What is needed: Begin with the line that holds "that directory, such". Write out every line from there to the end of the listing below, word for word.

Records provided:
PR #3223, opened 2026-08-15
use separator-aware containment check in module_in_path

kali834x:
## Type of Changes

|     | Type          |
| --- | ------------- |
| ✓   | :bug: Bug fix |

## Description

module_in_path decides whether a resolved module file lives under a given path with filename.startswith on the normalized path, which has no separator boundary, so a module in a sibling directory that only shares a leading name (a file under proj_extra checked against the path proj) is reported as inside proj. the module already ships _is_subpath, the separator-aware containment check _get_relative_base_path uses; both the str and iterable branches of module_in_path now route through it so a prefix-only match no longer counts as containment. regression added in tests/test_modutils.py.

### DIFF
--- a/ChangeLog
+++ b/ChangeLog
@@ -7,6 +7,11 @@ What's New in astroid 4.4.0?
 ============================
 Release date: TBA
 
+* ``modutils.module_in_path`` no longer reports a module as living under a
+  directory when its path only shares a leading name with that directory, such
+  as a module in ``proj_extra`` matching the path ``proj``. It now uses the same
+  separator-aware containment check as ``_get_relative_base_path``.
+
 * Fix inference of the attributes of a ``namedtuple`` created with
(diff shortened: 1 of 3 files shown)


Pierre-Sassoulas:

Result for this task:
+  directory when its path only shares a leading name with that directory, such
+  as a module in ``proj_extra`` matching the path ``proj``. It now uses the same
+  separator-aware containment check as ``_get_relative_base_path``.
+
 * Fix inference of the attributes of a ``namedtuple`` created with
(diff shortened: 1 of 3 files shown)


Pierre-Sassoulas:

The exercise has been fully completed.